Family medicine pay.

The blanks have largely been filled in with a deep shade of red, confirming that there is a distinct increase in salary to those who are willing and able to live in more rural areas of our great nation. The discrepancy isn’t huge, but the range is from about $210,000 to over $250,000.

How is the outlook for our general surgery colleagues? The heat map looks strikingly similar, with a range starting around $330,000 to better than $380,000.

general surgeon pay

General surgeon pay.

What about cost of living?

It’s helpful to know that you can earn 15% to 20% more by living in middle America. Salary is only one component that helps determine your ability to boost your savings rate; expenses are another key factor. Where do you suppose it costs more to live? I think we already know the answer, but I heart numbers, so let’s dive into some real data.

According to Doximity, a general surgeon in New York City can expect to earn about $333,000. Meanwhile, his pheasant hunting counterpart in Sioux Falls, South Dakota will pull down better than $383,000, a difference of $50,000.

falls of sioux falls

The falls of Sioux Falls

The internet is not suffering from a lack of cost of living calculators. We’ll look at a couple results to compare the cost of living in Manhattan to Sioux Falls.

According to CNN Money, a surgeon earning $330,000 in New York would need to earn $137,232 to live with similar spending habits in Sioux Falls.

Conversely, the physician in Sioux Falls earning $380,000 in Sioux Falls would require $913,781 in Manhattan to enjoy the same level of spending there.

CNNNYSD

Sperling’s Best Places is apparently using a different data set, but comes to a similar, if not quite as striking conclusion, probably because the comparison was for New York City, but not Manhattan specifically. The conclusion is that New York is 76% more expensive, and a salary of $380,000 in Sioux Falls would be the equivalent of $670,588 in NYC.

Sioux Falls at night

Did I mention the Falls?

Is it all about the money?

Clearly, compensation and your ability to save are very important to your financial well-being, but they are not the only considerations in your overall well-being. Other factors need to be considered, and may very well carry more weight.

Proximity to family is vital for many, particularly if you have plans to start a family of your own. Familiarity and friends may be high on the priority list as well.

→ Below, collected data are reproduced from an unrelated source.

PR #4980, opened 2026-09-18
Avoid unconditional writes and full-row hydration in bulk_tag_hosts

pablomh:
## Summary

`POST /tags` (`bulk_tag_hosts`) issues an unconditional `UPDATE` for every host in a batch, even when the merged tag data is byte-identical to what's already stored, and hydrates full `Host` ORM rows (including large unused `facts`/`system_profile_facts`/`canonical_facts` JSONB columns) to do it.

## Root cause

- `update_host_tags()` calls `combine_tags()` to merge incoming tags into the host's existing tag dict (additive-only), then unconditionally calls `host._update_tags(current_tags)`.
- `_update_tags()` → `_replace_tags_in_namespace()` always calls `orm.attributes.flag_modified(self, "tags")`, forcing SQLAlchemy to emit an `UPDATE` for that host on commit, regardless of whether the tag data actually changed.
- Separately, `process_host_batch()`'s query loads full `Host` entities, hydrating every column even though only `id`/`tags`/`tags_alt` are used on the common (no-op) path.

On a large inventory, a caller that re-tags the same hosts with the same values repeatedly (e.g. an RBAC-scoping tag applied on every forwarded API request) pays full write + full-row-read cost every time, for no actual data change.

## Changes

- `update_host_tags()`: snapshot the tags dict before merging, compare after, and skip `_update_tags()`/`flag_modified()` entirely when nothing changed.
- `process_host_batch()`: use `load_only(Host.id, Host.tags, Host.tags_alt)` instead of fetching full rows.

## Verification

Verified live against a 6,241-host Satellite/IoP environment, issuing the same tag value repeatedly:
- `UPDATE` statements per no-op `/tags` call: 6,305 → 0
- Wall-clock per call: ~5.6s → ~0.47s

## Test plan

- [x] Added `test_bulk_tag_hosts_noop_skips_write` asserting `modified_on` doesn't bump on a repeat call with identical tags
- [x] Existing `tests/test_app_tags.py` suite covers the unchanged behavior (success, not-found, empty tags, too-many-tags)

🤖 Generated with [Claude Code](https://claude.com/claude-code)

## Summary by Sourcery

Optimize bulk host tagging by avoiding redundant updates and unnecessary host data loading.

Bug Fixes:
- Prevent bulk host tagging from issuing database writes when the requested tags already match the stored tags.

Enhancements:
- Reduce bulk tagging query overhead by loading only the host fields required for tag processing.

Tests:
- Add coverage for no-op tagging and hosts with null tag data.


app/tags_blueprint.py
```diff
@@ -54,8 +57,11 @@ def combine_tags(input_list, existing_dict=None):
 
 def update_host_tags(session, host, tags):
     try:
+        original_tags = deepcopy(host.tags)
         current_tags = host.tags
         combine_tags(tags, current_tags)
```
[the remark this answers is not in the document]
pablomh: Confirmed and fixed, thanks - applied your suggested `current_tags = combine_tags(tags, current_tags)`.

Verified live against a real host row with `tags` temporarily set to `None` (rolled back, not persisted): before the fix, `update_host_tags()` returned `True` without ever calling `_update_tags()`; after the fix, it correctly returns `False`, since `_update_tags()`'s own "tags cannot be null" guard runs again.

app/tags_blueprint.py
vkrizan, line 84: @rodrigonull  I'd suggest to check whether there would be a possibility to do a true bulk update of hosts, avoiding issuing a one UPDATE per host. Is this achievable?

tests/test_app_tags.py
```diff
@@ -61,6 +63,43 @@ def test_bulk_tag_hosts_empty_host_list(api_post):
...
+    db.session.commit()
+
+    payload = {
+        "tags": [{"namespace": "test", "key": "env", "value": "prod"}],
+        "host_id_list": [host_id],
+    }
+
+    status_code, data = api_post("/tags", host_data=payload)
+    assert status_code == 200
+    assert data["processed_hosts"] == 0
```
fstavela, line 100: Why do we need this test? This sounds like something that will never happen. And if it does happen, shouldn't the API return an error instead?

fstavela (dismissed):
LGTM, I left just one question.

app/tags_blueprint.py
```diff
@@ -65,7 +70,12 @@ def update_host_tags(session, host, tags):
 
 
 def process_host_batch(session, identity, batch_ids, tags):
-    hosts = session.query(Host).filter(and_(Host.org_id == identity.org_id, Host.id.in_(batch_ids))).all()
+    hosts = (
+        session.query(Host)
+        .options(load_only(Host.id, Host.tags, Host.tags_alt))
```
vkrizan, line 75: Does it need to pull in the `tags_alt`?

app/tags_blueprint.py
```diff
@@ -54,8 +57,10 @@ def combine_tags(input_list, existing_dict=None):
 
 def update_host_tags(session, host, tags):
     try:
-        current_tags = host.tags
-        combine_tags(tags, current_tags)
+        original_tags = deepcopy(host.tags)
```
vkrizan, line 60: A room for improvement here would be to improve the `combine_tags` to not change the structure but create a new one. Then the deepcopy would be unnecessary.

app/tags_blueprint.py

Some subspecialists are going to be geographically limited. Laramie, Wyoming probably doesn’t need multiple pediatric neurologists. They might be lucky to have one that travels to see patients in town once or twice a month.

Academic medicine can only be practiced in academic centers. North Platte, Nebraska has none, although they do have the world’s largest rail yard.

Then of course, there is the need for culture / restaurants / museums / shopping / diversity / professional sports teams, etc… If you have a burning desire to be surrounded by them all day every day, a medium or large city might be the only place you can be happy.

central park from rockefeller

NYC has green space, too

If, on the other hand, you can live with limited access to these things some of the time, with the ability to travel to the big cities at other times, you might find you can be happy in places you might have never dreamed of considering.

Living in middle America, with an extra $50,000 a year in salary, and drastically lower living expenses, you can have a very generous travel budget.

When you live in a small town like I do, your commute doesn’t have a rush hour, and may not even involve a motorized vehicle. I ride a bicycle to work when the weather allows, and there’s no place around town I can’t be in about 20 minutes on a bike. More exercise for me, less wear and tear on the car, and more money in my pocket.

Small town living isn’t for everyone; my wife and I both grew up in small towns, so it suits us well. I’m not trying to convince you to move to the cornfields of western Iowa or the mountains of Montana. As I often do, I’m simply presenting a less ordinary way to live, and the advantages that of doing so.

Geographic arbitrage, with a beautiful combination of a higher salary and lower cost of living, has worked very well for us.